Top of RECORDS FOR THE EXERCISE
PR #3482, opened 2015-04-02
fix(popover): make it work with ngAnimate

### LINKED ISSUE #3375: ngAnimate breaks fade-in animation of popover

chrisirhc:
Fixes #3375

### DIFF
--- a/src/tooltip/tooltip.js
+++ b/src/tooltip/tooltip.js
@@ -421,6 +421,27 @@ function ($animate ,  $sce ,  $compile ,  $templateRequest) {
   };
 }])
 
+// Apply animate class without animating itself
+.directive('tooltipAnimateClass', function () {
+  return {
+    restrict: 'A',
+    link: function (scope, element, attrs) {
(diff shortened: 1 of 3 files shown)


wesleycho:
The previous value in the template was a binding - is this change ok as an immediately run class add?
Bottom of RECORDS FOR THE EXERCISE
■ **REQUIREMENT**: Reply with one number only: the count of lines in the entries that contain "ngAnimate".

■ **TASK RESPONSE**: 2